George Zimmerman

By Freddie Allen
NNPA Senior Washington Correspondent

WASHINGTON (NNPA) – George Zimmerman, the former neighborhood watchman who shot and killed Trayvon Martin, an unarmed Black teenager in Sanford, Fla., three years ago was involved in another shooting in the Sunshine State, again raises questions about concealed carry permits and the billion-dollar gun industry that advocates for legislation aimed at making it easier for Americans to carry firearms everywhere, all of the time.

Matthew Apperson of Winter Springs, Fla., who said that Zimmerman threatened him following a road rage incident last year, claimed that he was acting in self-defense when he fired a single shot through the passenger side window of the truck that Zimmerman was driving.

Last Friday, police charged Apperson with aggravated assault with a deadly weapon, aggravated battery with a deadly weapon and firing a deadly missile into an occupied vehicle, according to the Orlando Sentinel.

The dispute with Apperson follows a series of events where Zimmerman has been accused of threatening people with guns. In September 2013, just a few months after Zimmerman was acquitted of second-degree murder, his estranged wife and her father said that Zimmerman threatened them with a gun and in November 2013, Zimmerman’s then-girlfriend accused him of threatening her with a shotgun.

The Orlando Sentinel reported that Don West, Zimmerman’s lawyer, said that his client was armed and but didn’t wave the gun or shoot at anyone during the altercation with Apperson. West added that Zimmerman has a concealed weapons permit and often travels with a gun for protection.

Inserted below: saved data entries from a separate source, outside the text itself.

PR #840, opened 2026-07-31
fix(deploy): resilient worker converge + verify + early tag persist (closes #831)

### LINKED ISSUE #831: fix(deploy): compose recreate races and leaves the whole worker tier in Created — second occurrence
## Why

The v0.113.2 deploy dropped **every Celery worker** at the final `docker compose up -d --remove-orphans` step:

```
Container celery_flower  Recreated
Container celery_beat    Recreated
Container celery_worker  Error response from daemon: No such container: 5edffe0695...
Error response from daemon: No such container: 5edffe0695...
```

`deploy.sh` aborted there. The result: `web_api_blue`/`web_api_green` healthy on the new tag, and **all five celery workers + beat + flower sitting in `Created`** — the worker tier completely down, with no alert. `IMAGE_TAG` and `.last_good_tag` were never written because the script exits before `persist_image_tag`, so the box also disagreed with itself about what was deployed.

**This is the second occurrence.** 2026-07-28 had the same signature (all celery workers + Grid hub down, containers left in `Created`) and was attributed to a timeout killing compose mid-start. It is not a one-off, and the failure is silent — nothing pages when the worker tier stops.

Recovery both times was a manual `docker compose up -d --remove-orphans` re-run, which converged cleanly on the first try.

## Probable cause

Compose renames the old container (`<hash>_celery_worker`) before creating the replacement. If anything references the old ID between the rename and the create — a concurrent `docker exec` from the health/maintenance path, or compose's own bookkeeping — the daemon returns `No such container` and compose aborts **mid-tier**, leaving the already-renamed services stopped and the not-yet-processed ones untouched.

Note the deploy runs `maint`/health `docker exec`s against `celery_worker` around this window, which is a plausible source of the racing reference.

## Scope

- Make the worker recreate **resilient**: retry the converge once on `No such container` before failing, and/or recreate services explicitly rather than relying on one bulk `up -d`.
- Make it **loud**: `deploy.sh` should verify every expected service is `running` before declaring success, and fail (or roll back) if any is left in `Created`/`Exited`. Right now the script exits non-zero but nothing checks the resulting container states.
- Make it **atomic enough to resume**: `persist_image_tag` / `.last_good_tag` should reflect reality even on a partial deploy, or the next deploy starts from a wrong baseline.
- Consider whether `maint`'s `docker exec` into `celery_worker` should be skipped once the recreate has begun.

## Files

- `scripts/deploy.sh` (final converge step, `maint` helper, `persist_image_tag`)
- `docs/zero-downtime-deploys.md`

## Acceptance criteria

- [x] A recreate that hits `No such container` retries and converges instead of aborting
- [x] Deploy fails loudly if any expected service is not `running` at the end
- [x] A partial deploy leaves `IMAGE_TAG` / `.last_good_tag` consistent with what is actually running
- [x] Regression test asserting deploy.sh verifies final container state

## Note

The blue/green web cutover was NOT affected — that had already completed and the site stayed up on the new tag throughout. This is purely the worker tier.

gitchrisqueen:
## What\n\nHardens `scripts/deploy.sh` against the Docker compose recreate race that left the whole worker tier in `Created` on the v0.113.2 deploy (issue #831).\n\n## Changes\n\n- `converge_stack()`: retries the final `docker compose up -d --remove-orphans` once when the output contains "No such container".\n- `verify_stack_running()`: enumerates expected compose services and fails loudly if any container is stuck in `Created`, `Exited`, or `Dead`, or if an expected service has no running container.\n- Persists `IMAGE_TAG` / `.last_good_tag` immediately after the blue/green edge flip, so a later partial deploy still records the tag that is actually running.\n- Wraps the top-level deploy code in `main()` so the script can be sourced for unit tests.\n- Adds `tests/unit/test_deploy.py` regression tests that source `deploy.sh` and exercise the new functions with a fake `docker-compose`.\n- Updates `docs/zero-downtime-deploys.md` with the new resilience behavior.\n\n## Testing\n\n- `poetry run pytest tests/unit/test_deploy.py -q`: 6 passed.\n- `poetry run pytest tests/unit/test_deploy.py tests/unit/app/test_worker_shutdown.py -q`: 31 passed.\n\nCloses #831\n\n🤖 Generated with [Claude Code](https://claude.com/claude-code)

### DIFF
--- a/docs/zero-downtime-deploys.md
+++ b/docs/zero-downtime-deploys.md
@@ -45,14 +45,25 @@ That aborts the converge mid-tier and leaves workers in `Created` — a silent w
 
 `scripts/deploy.sh` now:
 
-- **Retries once** if the converge output contains `No such container`.
-- **Verifies the final state** by enumerating expected compose services and checking that
-  none are stuck in `Created` / `Exited` / `Dead`. If verification fails, the deploy exits
-  with a loud error instead of leaving the worker tier down silently.
+- **Retries once** if the converge output contains `No such container` (`converge_stack`).
+  Every attempt's compose output is echoed to the deploy log, success or failure — those
+  per-container lines are the only evidence of what the converge did, and they are what
+  identified this race both times it happened.
+- **Verifies the final state** (`verify_stack_running`): `compose config --services` is the
+  expectation, and any of those services sitting in `Created` / `Exited` / `Dead` / `Paused` /
+  `Restarting`, or absent from `compose ps`, fails the deploy loudly instead of leaving the
+  worker tier down silently. The expectation is deliberately the **profile-filtered** service
+  list: `compose ps` labels containers by PROJECT, not by profile, so the standalone
+  `selenium-chrome` the Grid overlay parks for rollback sits `Exited` indefinitely and must
+  never fail a deploy it is not part of. `flyway` is excluded too — it is a `run --rm` one-shot.
 - **Persists `IMAGE_TAG` / `.last_good_tag` immediately after the edge flip**, while the
   serving tier is live on the new tag. A later worker-tier failure is a partial deploy, but
   the box's recorded baseline matches what is actually running so the next deploy diffs
-  against the correct starting point.
+  against the correct starting point — and a manual `compose up -d` recovery uses the right tag.
+
+The legacy full-rollback path recreates the **same** worker tier, so it goes through
+`converge_stack` too — a rollback is the worst place to hit the race, since something has
+already gone wrong by then.
 
 Rollback still exists at every step; the only deploy with a brief blip was the first cutover
 (recreating `web_app` from a FastAPI container into the nginx edge). `scripts/rollback.sh` remains
--- a/docs/zero-downtime-deploys.md
+++ b/docs/zero-downtime-deploys.md
@@ -36,6 +36,24 @@ Cloudflare Tunnel (dashboard ingress: http://web_app:8000  — UNCHANGED)
    `/opt/lem/.active_color`.
 4. `up -d --remove-orphans` converges workers/beat and the now-standby color onto the new tag.
 
+### Worker-tier resilience (issue #831)
+
+The final `up -d --remove-orphans` can hit a Docker race: compose renames the old
+container before creating the replacement, and a concurrent `docker exec` (or compose's
+own bookkeeping) can reference the old ID in that window, producing `No such container`.
+That aborts the converge mid-tier and leaves workers in `Created` — a silent worker outage.
+
+`scripts/deploy.sh` now:
+
+- **Retries once** if the converge output contains `No such container`.
+- **Verifies the final state** by enumerating expected compose services and checking that
+  none are stuck in `Created` / `Exited` / `Dead`. If verification fails, the deploy exits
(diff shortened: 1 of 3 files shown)


gitchrisqueen:

Reviewed as the gate for #840 (issue #831). Verified the two load-bearing Docker CLI assumptions against compose source rather than trusting them: `config --services` **is** profile-filtered ([#8676](https://github.com/docker/compose/issues/8676)), and `ps --format` **does** accept arbitrary Go templates with `.Service`/`.State` (v2 `cmd/compose/ps.go` → `cliformatter.Context`). Both hold. What did not:

- **`verify_stack_running` would have failed every Grid deploy**: it compared against the *profile-filtered* `config --services` list but scanned container states across the whole project. `compose ps` labels containers by PROJECT, not by profile — so the standalone `selenium-chrome` that `docker-compose.grid.yml` *deliberately* parks behind `profiles: ["standalone"]` for instant rollback sits `Exited` indefinitely and would have tripped the Exited check on every run. State checks are now intersected with the expected service list (one `ps -a` read instead of two), and also catch `paused`/`restarting`/`removing`. Regression test added (`profile_leftover` mode).
- **`{{.Service}}\t{{.State}}` was a silent-failure risk**: it depended on the CLI expanding `\t` inside a Go template. If it did not, awk sees one field, `$2` is empty, and the Created check never fires — i.e. the exact bug this PR exists to catch, silently disabled, with the mocked test unable to see it (the fake emitted real tabs). Changed to a space separator: neither a compose service name nor a container state can contain a space, so this no longer hinges on CLI escape handling.
- **`converge_stack` deleted the evidence**: it redirected compose output to a temp file and `rm`-ed it on success — and on a *retried* attempt too. Those per-container `Recreated` / `Error response from daemon: No such container` lines are precisely what diagnosed this race both times it happened; the deploy log lost them. Every attempt’s output is now echoed, success or failure.
- **Rollback path still had the bare converge**: line ~322’s legacy full-rollback called `${COMPOSE} up -d --remove-orphans` directly. It recreates the *same* worker tier and runs when something has already gone wrong. Routed through `converge_stack` (mirrors the `drain_workers` lesson already recorded in that file’s comments).
- **Test gap on acceptance criterion 4**: the tests exercised the two functions in isolation, so nothing would fail if the `converge_stack` / `verify_stack_running` calls were dropped from `main()` — the regression the criterion asks about. Added `TestDeployScriptWiring` (verify is called and aborts, no bare bulk converge remains, tag persist precedes the worker converge).

Checked and **not** findings: `main()` wrapping keeps `set -e` live (called unconditionally, not in a condition context) and propagates its exit code; the source-guard works for the CI invocation form; `flyway` is a `run --rm` one-shot and is correctly excluded; replicated `selenium-node-chrome` collapses under `sort -u`; the issue’s “consider skipping `maint`’s `docker exec` once the recreate has begun” is moot — every `maint`/`stop` call completes inside `drain_workers`, before `converge_stack` starts, so there is no concurrent exec left to skip.

Close is honest: all four acceptance criteria on #831 are met and I ticked the boxes in the issue body. No later phase is declared.

`tests/unit/test_deploy.py tests/unit/app/test_worker_shutdown.py`: 36 passed.

gitchrisqueen:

Despite the self-defense claims propped up by the supporters of concealed carry laws, the Violence Policy Center (VPC), a nonprofit group that seeks to address gun violence as a public health crisis, concealed carry permits holders are more likely to kill themselves or others during non-self defense events.

The center tracks fatalities associated with concealed carry gun permit holders at ConcealedCarryKillers.org and found that 743 people have been killed, including 17 law enforcement officers.

“In the vast majority of the 561 incidents documented (468, or 83 percent), the concealed carry permit holder either committed suicide (222), has already been convicted (184), perpetrated a murder-suicide (46), or was killed in the incident (16),” stated a press release about the website.

More than 70 people have been killed in Florida alone by concealed carry gun permit holders.

In a press release about ConcealedCarryKillers.org, Kristen Rand, the legislative director of VPC, said that research shows that concealed carry permit holders are involved in murders or suicides far more often than they act in self-defense. Rand added: “The NRA is relentlessly lobbying state and federal lawmakers to allow more concealed handguns in public despite the clear evidence that doing so puts more people in danger.”